» DATA SHOWN:
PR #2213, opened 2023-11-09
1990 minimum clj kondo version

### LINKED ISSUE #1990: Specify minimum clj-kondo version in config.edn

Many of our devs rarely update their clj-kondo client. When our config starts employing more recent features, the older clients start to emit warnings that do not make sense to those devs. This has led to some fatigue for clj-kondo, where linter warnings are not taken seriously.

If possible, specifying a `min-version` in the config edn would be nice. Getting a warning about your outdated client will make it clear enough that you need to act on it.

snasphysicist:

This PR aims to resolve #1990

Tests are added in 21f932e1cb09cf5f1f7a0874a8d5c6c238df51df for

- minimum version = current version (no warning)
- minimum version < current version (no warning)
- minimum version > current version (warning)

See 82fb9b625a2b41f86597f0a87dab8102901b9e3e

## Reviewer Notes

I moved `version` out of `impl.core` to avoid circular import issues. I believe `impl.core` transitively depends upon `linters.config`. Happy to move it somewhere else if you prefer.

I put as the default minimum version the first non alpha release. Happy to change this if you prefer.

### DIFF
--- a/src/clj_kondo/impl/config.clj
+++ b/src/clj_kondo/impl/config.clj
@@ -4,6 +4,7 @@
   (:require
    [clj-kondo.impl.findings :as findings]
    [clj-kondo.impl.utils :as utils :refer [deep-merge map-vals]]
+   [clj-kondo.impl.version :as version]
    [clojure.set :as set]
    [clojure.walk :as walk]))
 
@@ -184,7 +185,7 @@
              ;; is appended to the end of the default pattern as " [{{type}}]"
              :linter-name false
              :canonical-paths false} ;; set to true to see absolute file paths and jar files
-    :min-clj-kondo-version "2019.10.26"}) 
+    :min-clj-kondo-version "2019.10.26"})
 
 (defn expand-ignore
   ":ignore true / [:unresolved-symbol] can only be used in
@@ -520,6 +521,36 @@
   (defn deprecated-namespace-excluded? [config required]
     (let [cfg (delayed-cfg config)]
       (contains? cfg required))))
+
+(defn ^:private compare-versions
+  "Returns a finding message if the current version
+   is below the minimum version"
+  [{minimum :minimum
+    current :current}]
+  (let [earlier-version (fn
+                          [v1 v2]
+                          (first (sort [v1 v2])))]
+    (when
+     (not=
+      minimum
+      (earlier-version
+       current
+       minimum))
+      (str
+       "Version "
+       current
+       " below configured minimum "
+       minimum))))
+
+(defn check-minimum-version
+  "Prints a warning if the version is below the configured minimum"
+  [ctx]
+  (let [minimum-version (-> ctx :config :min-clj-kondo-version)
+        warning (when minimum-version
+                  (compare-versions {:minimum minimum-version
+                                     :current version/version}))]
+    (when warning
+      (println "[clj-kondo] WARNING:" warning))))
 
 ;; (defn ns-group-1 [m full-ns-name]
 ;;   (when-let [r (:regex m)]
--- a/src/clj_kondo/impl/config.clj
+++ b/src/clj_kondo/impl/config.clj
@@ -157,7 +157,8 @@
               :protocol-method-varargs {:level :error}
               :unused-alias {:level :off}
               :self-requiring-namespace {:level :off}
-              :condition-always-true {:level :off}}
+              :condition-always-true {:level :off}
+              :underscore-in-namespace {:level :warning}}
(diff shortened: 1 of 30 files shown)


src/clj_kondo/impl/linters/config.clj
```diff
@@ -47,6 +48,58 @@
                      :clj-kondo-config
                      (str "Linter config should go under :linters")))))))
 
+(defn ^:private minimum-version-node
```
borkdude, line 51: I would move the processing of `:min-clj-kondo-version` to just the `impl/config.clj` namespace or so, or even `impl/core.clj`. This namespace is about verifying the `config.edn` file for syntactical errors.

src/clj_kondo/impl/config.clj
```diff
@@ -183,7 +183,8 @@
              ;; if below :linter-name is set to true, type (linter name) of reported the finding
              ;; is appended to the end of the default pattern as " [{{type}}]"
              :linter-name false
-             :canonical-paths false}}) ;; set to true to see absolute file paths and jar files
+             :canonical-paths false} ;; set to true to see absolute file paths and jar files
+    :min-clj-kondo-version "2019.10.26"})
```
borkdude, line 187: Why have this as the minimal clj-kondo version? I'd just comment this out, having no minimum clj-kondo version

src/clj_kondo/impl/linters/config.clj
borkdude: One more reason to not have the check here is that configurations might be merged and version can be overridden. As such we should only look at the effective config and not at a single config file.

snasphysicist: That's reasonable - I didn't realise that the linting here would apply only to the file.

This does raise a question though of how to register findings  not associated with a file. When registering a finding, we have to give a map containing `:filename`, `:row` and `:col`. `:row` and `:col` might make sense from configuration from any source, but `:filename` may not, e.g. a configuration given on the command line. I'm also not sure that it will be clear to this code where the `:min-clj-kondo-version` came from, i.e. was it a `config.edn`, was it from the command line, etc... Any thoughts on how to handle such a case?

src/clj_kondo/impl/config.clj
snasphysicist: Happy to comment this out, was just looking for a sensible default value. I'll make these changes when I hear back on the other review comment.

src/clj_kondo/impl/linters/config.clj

» HOW TO COMPLETE THIS TASK:
Copy each line in the listing where "current" appears.

» RESPONSE BOX:
- minimum version = current version (no warning)
- minimum version < current version (no warning)
- minimum version > current version (warning)
+  "Returns a finding message if the current version
+    current :current}]
+       current
+       current
+                                     :current version/version}))]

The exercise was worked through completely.